Carlat Staff
REVIEW OF: Tari AR et al, Lancet 2025;405(10484):1093–1118
STUDY TYPE: Narrative review
“Stay active” has been standard advice for decades, but patients may need to hear more specifics for the advice to be useful. This narrative review synthesized evidence from animal models, observational studies, and RCTs to clarify how endurance exercise protects the aging brain at molecular, cellular, and clinical levels.
Aerobic exercise increases cerebral blood flow to the hippocampus, grows hippocampal volume, and reduces age-related atrophy through neurogenesis and synaptic remodeling that few other interventions can match. It also triggers release of exerkines, signaling molecules that cross the blood-brain barrier and boost BDNF, IGF-1, and other factors supporting neuronal survival and plasticity.
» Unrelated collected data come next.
PR #107, opened 2023-06-07
Load Large-Language Models Just-in-time

ccjoel:
This is the work I've mentioned previously that would allow us to easily build, start, and dev reload the API during local development. It should also improve the build and startup speed of our production stack (as the PR stands now- more on this soon).

This is particularly important for individuals running the stack and developing on a mac laptop with our docker setup. Especially especially useful if working on the Dojo API (as the dev reload time on any file change is greatly improved).

## What we did:

1) Instead of a singleton that gets initialized as soon as the API starts, we export a getter (eg `get_embedder`) that returns a singleton instance and initializes it if hasn't initialized before. That is, the plain-and-simple singleton pattern.

2) Instead of caching the downloaded models within the api docker image, we set the environment variable that indicates Torch and Sentence_transformers where to store their cache. Then, we set a shared docker volume between host and container, which means that completely deleting and rebuilding the dojo api image and starting the fresh container will already have the model data cached (shared with its host!). Meaning, the model is not downloaded again, but step 1) above is related to loading the model into memory, which still incurs some time cost (when first requesting a semantic search endpoint after every server reload, if not forced to hot-load).

## Questions:

1) I noticed an `api/docker-compose-dev.yaml` file. Should we move the shared volume setup there and only use this caching strategy to help us during development, but not cache the LLM models in this volume on deployments/prod?

2) As it stands, the API will start quickly, but the first semantic search/highlight will load the model in place and that adds some overhead to the query time (per the just-in-time changes), but only on the first semantic search per api startup (not often in prod).

Would we like to only use this to help us on dev-only, or maybe add a prod-helper-script (or code to server.py) that issues a short request to these semantic search endpoints as soon as the API is up and ready to hot-load the required models instead? This causes the LLM models to load AFTER the api starts, instead of during, which I presume is non-blocking (the API could start responding to requests while it also hotloads the models).

## How I tested this

I tried all these changes both on Ubuntu and macos docker locally.

[1] I completely removed old api images, rebuilt, restarted the api and used semantic search. Then I went ahead and rebuilt and restarted he api once more, checked that it started quickly, then ran a semantic search and checked the logs and time it took. The logs only show the api loading the model data into memory, but not downloading it! (which is what we want).

I stopped the services, removed the api image, and restarted the services once more (which builds the api container image from scratch). I saw the same results as when I performed item [1] above.

Note: My linux desktop won't sweat at all regardless, but on the macos even loading the models (without downloading them!) incurs some cost (they load slowly the first time, but not as terribly as before per the shared-volume caching now).

=======

# Miscellaneous changes

You'll notice this PR has several poetry-python related lockfiles that make it look huge. I included some cleanup for helper scripts under `api/scripts`, as well as the addition of the script that populates the document_paragraph index with dart sample data. This will allow anyone to use the Document Explorer and perform semantic search without having to upload their own documents (which is extremely slow and failure-prone when running on a local macos-docker setup).

The reason I included it as part of this work is that I had to populate my DB indeces from scratch again in order to test the api semantic search endpoints.

*Feel free to ignore anything related to the `api/scripts` folder if it is distracting, as that's never used in production regardless.*

If anyone has opinions on if the poetry dependencies for all these scripts should be shared or not- fire away! I realize it makes the diff and PR size much scarier than it has to be. That is, I can make it one scripts poetry "project" and install all shared dependencies for all our dev-scripts instead.


api/Dockerfile
```diff
@@ -8,7 +8,8 @@ RUN pip install -r /api/requirements.txt
 COPY . /api
 WORKDIR /api
 
-RUN python -c "from sentence_transformers import SentenceTransformer; SentenceTransformer('all-mpnet-base-v2')"
+ENV TRANSFORMERS_CACHE="/api/big_models_data_cache"
+ENV TORCH_HOME="/api/big_models_data_cache"
```
ccjoel, line 12: These env vars are THE ONE IMPORTANT CHANGE on this diff, besides the `get_embedder` and `get_highlighter` changes below. Oh and the docker-compose volume shared setup.

You may ignore anything else under `api/scripts`, unless you're curious on the utility scripts we have to populate our database.

api/docker-compose.yaml
```diff
@@ -25,6 +25,7 @@ services:
         hard: -1
     volumes:
       - dojo_esdata:/usr/share/elasticsearch/data
+      - ./big_models_data_cache:/api/big_models_data_cache
```
ccjoel, line 28: Second most important change. We could decide to move to docker-compose-dev.yaml but I don't have enough information on how/if we use that yet.

api/src/documents.py
```diff
@@ -35,8 +35,8 @@
 from rq.exceptions import NoSuchJobError
 from rq import job
 
-from src.embedder_engine import embedder
-from src.semantic_highlighter import highlighter
+from src.embedder_engine import get_embedder
```
ccjoel, line 38: Other important changes! Retrieves singleton instance (or initializes it the first time).

api/docker-compose.yaml
ccjoel: @mattprintz I'm hoping you have both context on the docker-compose-dev file as well as opinion on if we should only use this caching mechanism on dev vs always (including prod). I'm of the opinion that we should do it both during local dev and in deployments, but could be persuaded otherwise.

mattprintz: docker-compose-dev isn't really used anywhere any longer. For "dev" purposes, the changes should be in the main `docker-compose.build-override.yaml` file.

The "local" docker-compose files (the ones in the sub directories) are the docker compose rules if we were going to be using docker compose to run just that service by itself, like if we had a multi-server deploy with api on one server and terminal on another, etc.

mattprintz: I think this change is fine for both prod and dev.

mattprintz (approved):

ccjoel:
Unresolved items on this PR:

1. What happens if multiple searches come in while the embedder is loading the first time? Does that result in multiple, simultaneous loading?

2. [...] look in to having the embedder hot load asyncronously after api startup. Seems like the would be the best of both worlds if get_embedder returned an async promise [...] might be an idea worth considering?

ccjoel:
Closing to split between scripts cleanup / and LLM-JIT loading.

PR #111, opened 2023-06-09
PCA Weights Alternatives from Research

ccjoel:
This refactors and splits the pca->weights causemos_processors job toadd 3 different pca-to-weight algorithms as well as add some tests to visualize what the various steps do.

# Done:
- Add endpoint/job context param to tweak v3's threshold variance explains by selected PCs so that it can be overwritten instead of hardcoded to 0.7  (70%)

## How I tested Manually
```
python tasks/causemos_processors.py
```

Which uses the original nd-gain.json from sample index model and logs several steps as well as the final output.
Basically a full integrated manual test.

## Running Automated Tests

```
python -m pytest -vvs tasks/causemos_processors_test.py
```

Which will perform various tests for intermediary steps, instead of the complete integrated work.


tasks/tasks/causemos_processors.py
```diff
@@ -140,35 +223,156 @@ def generate_index_model_weights(
...
+                weights_row = weight_matrix[pc_index]
+                weights_row[feature_index] = weights_row[feature_index] + relative_value
+
+    matrix_percents = list(map(calc_percents, weight_matrix))
+    matrix_averages = [(sum(v)/amount_relevant) for i, v in enumerate(zip(*matrix_percents))]
+
+    return matrix_averages
+
+
+def pca_to_weights_v3(pca_details: Tuple, target_pca_explained_sum=0.7):
```
ccjoel, line 283: @brandomr this is the algorithm you shared on slack and we went through recently. It is the one wired to the whole flow as of the current state of this PR.

I added the other v1, v2 version functions in order for us to test/toggle and compare as well.

tasks/tasks/causemos_processors_test.py
```diff
@@ -0,0 +1,415 @@
...
+    first_dataset_feature = first_dataset_stored["source_column"]
+    first_dataset_feature_name = first_dataset_stored["name_in_model"]
+
+    assert first_dataset_feature == "governance"
+    assert first_dataset_feature_name == "Governance indicator"
+
+@pytest.mark.integration
+@pytest.mark.side_effects
+def test_download_datasets():
+    out = download_datasets(iteration_func(index_model_object))
```
ccjoel: Actually don't run this tests unless you want to really download the datasets from dojo. I think I copied the files over since I already had them! Forgot about this. I may remove this "test" entirely before merging this work (testing that files download is odd!) but it helped me during development.

tasks/tasks/causemos_processors_test.py
```diff
@@ -0,0 +1,415 @@
...
+        [0.0011, 0.0401, 0.7065, 0.7065, 0.0],
+        [0.7139, 0.6997, 0.0193, 0.0193, 0.0],
+        [0.7002, 0.7133, 0.0208, 0.0208, 0.0],
+        [0.0, 0.0, 0.7071, 0.7071, 0.0],
+        [0.0, 0.0, 0.0, 0.0, 1.0]
+    ]
+
+
+@pytest.mark.integration
+def test_pca_to_weights_v3_70_control_data():
```
ccjoel, line 299: @brandomr this is me running the v3 pca-to-weight algorithm shared on slack. The pca details input is what the `perform_pca` would output for a dataset with 1000 rows and those 5 columns. This is what I call control data/set.

It has the threshold of 70% set for explained cumulative variance from selected PCs.

Check the output (assert of the rounded output) below

tasks/tasks/causemos_processors_test.py
```diff
@@ -0,0 +1,415 @@
...
+            [5.00405570e-01, 2.60246340e-01, 2.39348091e-01,
+             2.51310581e-32, 0.00000000e+00]
+        )
+    )
+
+    weights = pca_to_weights_v3(pca_details, 0.9)
+
+    rounded = list(map(lambda i: roundToFour(i), weights.tolist()))
+
+    assert rounded == [0.2434, 0.2565, 0.25, 0.25, 0.0]
```
ccjoel: @brandomr this is the updated algorithm with the control data, with cumulative pca explained variance set to 90%.

tasks/tasks/causemos_processors_test.py
```diff
@@ -0,0 +1,415 @@
...
+
+    assert sum(rounded) > 0.99
+
+
+@pytest.mark.integration
+def test_pca_to_weights_v3_70_explained_sum_real_index_datasets():
```
ccjoel, line 363: @brandomr this is the v3 pca-to-weight with 70% explained variance PCs, with the real index ndgain datasets.

Oh and I realize the output of these tests are formatted as actual percentages, but should be easy to compare to the other results (which were not multiplied by 100)

tasks/tasks/causemos_processors_test.py
```diff
@@ -0,0 +1,415 @@
...
+
+    weights = pca_to_weights_v3(pca_details, target_pca_explained_sum=0.9)
+
+    rounded_as_percent = list(map(lambda i: f"{roundToFour(i) * 100}%", weights.tolist()))
+
+    assert rounded_as_percent == ['4.73%', '5.7700000000000005%', '5.62%', '5.8999999999999995%', '4.07%', '5.66%', '0.0%', '4.65%', '5.47%', '5.140000000000001%', '5.0%', '3.53%', '4.4799999999999995%', '4.47%', '4.68%', '4.91%', '5.029999999999999%', '4.8500000000000005%', '4.9799999999999995%', '5.45%', '5.609999999999999%']
+
+
+@pytest.mark.integration
+def test_pca_to_weights_v2_control_data():
```
ccjoel: @brandomr this is the v2 "updated matrix" (hah) algorithm I had worked before, running against the control data (pca analysis output from the same control data as the other tests)

tasks/tasks/causemos_processors_test.py
```diff
@@ -0,0 +1,415 @@
...
+    weights = pca_to_weights_v2(pca_details)
+
+    rounded_as_percent = list(map(lambda i: f"{roundToFour(i) * 100}%", weights))
+
+    assert rounded_as_percent == ['32.45%', '33.32%', '17.11%', '17.11%', '0.0%']
+
+
+
+@pytest.mark.integration
+def test_pca_to_weights_v2_real_index_data():
```
ccjoel, line 417: @brandomr this is the v2 "updated matrix" (hah) algorithm I had worked before, running against the real ndgain dataset output after performing pca on it.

The key variable isn’t time on one’s feet but cardiorespiratory fitness, which predicts dementia risk and longevity more strongly than activity level alone, and only improves when cardiovascular demand is genuinely high. Just 30 minutes per week of high-intensity exercise (roughly 85% max heart rate; vigorous enough to speak briefly but not sing) reduced all-cause mortality by ~40%, dementia risk by 30%, and dementia-related mortality by ~40%.
CARLAT TAKE
Prescribe intensity instead of steps. For deconditioned patients, brisk walking with hills or stair climbing is a good start; for those already active, push toward jogging, cycling, or intervals. The goal is sustained elevated heart rate, a low-cost intervention with an effect size rivaling most pharmacologic options for dementia prevention. Make it specific: “I want you sweating and breathing hard for 10 minutes, three times a week.”